Filter the entries for the word "range". Copy each line in which it occurs.

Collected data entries
□ □ □

PR #35309, opened 2026-07-31
feat(ui): add sorting, filtering and search to the budgets page

yuneng-berri:
## TLDR

Problem this solves:

- Budgets page has no sorting, filtering or search
- Budget ID is cut off despite empty space
- Whole budget list is loaded into the browser

How it solves it:

- Consumes the paged `GET /management/v1/budgets` route
- Adds sortable headers, a search box and a filter drawer
- Renders the budget ID in full with a copy button

## Pre-Submission checklist

## Delays in PR merge?

## Screenshots / Proof of Fix

This is the third PR in a stack. It consumes `GET /management/v1/budgets`, which landed in #35310, so the runbook below runs against staging as it stands

Run the proxy and the dashboard dev server, then follow the steps in order

1. Start the proxy on :4000

```bash
```

2. Start the Admin UI dev server on :3000

```bash
```

3. Create four budgets with long UUID ids and different reset durations

```bash
for d in 1h 24h 7d 30d; do curl -sS -X POST http://localhost:4000/budget/new -H "Authorization: Bearer sk-1234" -H "Content-Type: application/json" -d "{\"budget_id\":\"$(uuidgen | tr '[:upper:]' '[:lower:]')\",\"max_budget\":$((RANDOM % 900 + 10)),\"budget_duration\":\"$d\",\"tpm_limit\":1000,\"rpm_limit\":10}"; echo; done
```

4. Create one budget with no reset duration and no max budget, so the "Not set" and "Unlimited" cases have a row

```bash
curl -sS -X POST http://localhost:4000/budget/new -H "Authorization: Bearer sk-1234" -H "Content-Type: application/json" -d "{\"budget_id\":\"$(uuidgen | tr '[:upper:]' '[:lower:]')\",\"tpm_limit\":2000,\"rpm_limit\":20}"
```

5. Open http://localhost:3000/budgets and screenshot the page. The header reads Budgets with the wallet icon, Create Budget sits directly under it and the tab bar under that. The table opens on Budget ID, Max Budget, TPM, RPM and the row actions menu, the same four columns as before. Every budget ID should read end to end with a copy icon beside it, each row on one line

6. Click the copy icon on any row and paste somewhere. You should get the full 36 character id

7. Open "Columns" and tick Reset and Created. Both appear; Reset shows "monthly" for the 30d budget and "Not set" for the one from step 4. Untick them and they go away again

8. Click the "Max Budget" header. Rows reorder highest first and the chevron flips. Click it again for lowest first. Click "Created" and "Budget ID" too. Hover the "Reset" header and confirm it offers no sort control, since the API cannot order "7d" against "30d" chronologically

9. Type the first six characters of one budget id into the search box. After a short pause the table narrows to that budget. Clear the box and the full list returns

10. Click "Filters". Under Reset tick "weekly" and "monthly", then Apply. Only those two budgets remain and two chips appear above the table. Remove the chips with their x, then reopen Filters, tick "Not set" and Apply; the step 4 budget is the only row left

11. Reopen Filters, clear Reset, enter a Max Budget range that excludes some rows and Apply. Then tick "Unlimited only" and Apply; the min and max inputs grey out and only the budget with no max budget remains. Use "Clear all" to reset

12. Reopen Filters and set a Created range that spans today. All budgets you just made come back. Set it to a range in the past and the table empties with a "No matching budgets" message

13. Change "Rows per page" to 25 and page forward and back with the pagination arrows. The "Showing x-y of n" counter tracks the page and the row count matches the page size

14. Resize the browser to 1280x600 and screenshot again, then open the filter drawer at that height. The toolbar, table and pagination bar should all be reachable and the drawer's Apply and Reset buttons should stay visible

## Type

🆕 New Feature

## Changes

The budgets page previously fetched every budget through `/budget/list` and did all its work in the browser, with sorting hardcoded to `updated_at` descending and `enableSorting: false` on every column. It now reads pages from `GET /management/v1/budgets` and lets the server do the ordering, filtering and searching

Row and envelope types come from the generated `schema.d.ts` (`BudgetListItem`, `ListMeta`, `ListResponse_BudgetListItem_`), so the page cannot drift from the route's response model. The state that drives all of this lives in a new `useResourceList` hook. It owns page, page size, sort, search text and column filters, folds them into a single JSON:API query (`-` prefixed sort fields, `q` for the contains search, `filter[field][op]` for everything else), drops empty parameters so the route never sees a param it does not declare, and returns exactly the object `DataTable`'s server modes want. Search is debounced, and any change to sort, search or filters returns to the first page. Budgets is the first consumer; the next server-driven table should be able to adopt it without a rewrite. `useBudgets` keeps its create, update and delete mutations, which still invalidate the budgets query root so the visible page refetches after a write

Two behaviours worth knowing about. "Not set" in the Reset filter is exclusive with the concrete durations: the route ANDs its predicates (`where_sql` joins them with `AND`), so sending `in` and `is_null` on the same field would render `budget_duration IN (...) AND budget_duration IS NULL` and match nothing. And budgets created through the API with a duration outside the four the dropdown offers, "1mo" for instance, are not reachable from that filter

The honest tradeoff: server-side pagination makes browser find worse, because Ctrl+F can only ever see the rows on the current page. The search box is the replacement, so it is the leftmost control in the toolbar and it searches `budget_id`

On the ID column, `IdCell` now gets `truncate={false}` and `copyable`, and the column's fixed `size` is gone so it absorbs the leftover width. `IdCell`'s own default is untouched; changing it would silently reflow around twenty other tables. Worth flagging for the reviewer: I could not reproduce an ellipsized UUID on the old table at any viewport from 1280 down to 420. The `max-w-[15ch]` clamp was already inert, since the call site's `max-w-full` wins in tailwind-merge, and the 220px `size` behaves as a preferred width that CSS auto table layout freely exceeds. What the new markup does guarantee is that the cell contributes its full width to layout, so the id can no longer be ellipsized at any width or id length; the column widens or the table scrolls

### Final Attestation


yuneng-berri:
@greptile

ryan-crabbe-berri (approved):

□ □ □

▶ [EXERCISE RESPONSE]
11. Reopen Filters, clear Reset, enter a Max Budget range that excludes some rows and Apply. Then tick "Unlimited only" and Apply; the min and max inputs grey out and only the budget with no max budget remains. Use "Clear all" to reset
12. Reopen Filters and set a Created range that spans today. All budgets you just made come back. Set it to a range in the past and the table empties with a "No matching budgets" message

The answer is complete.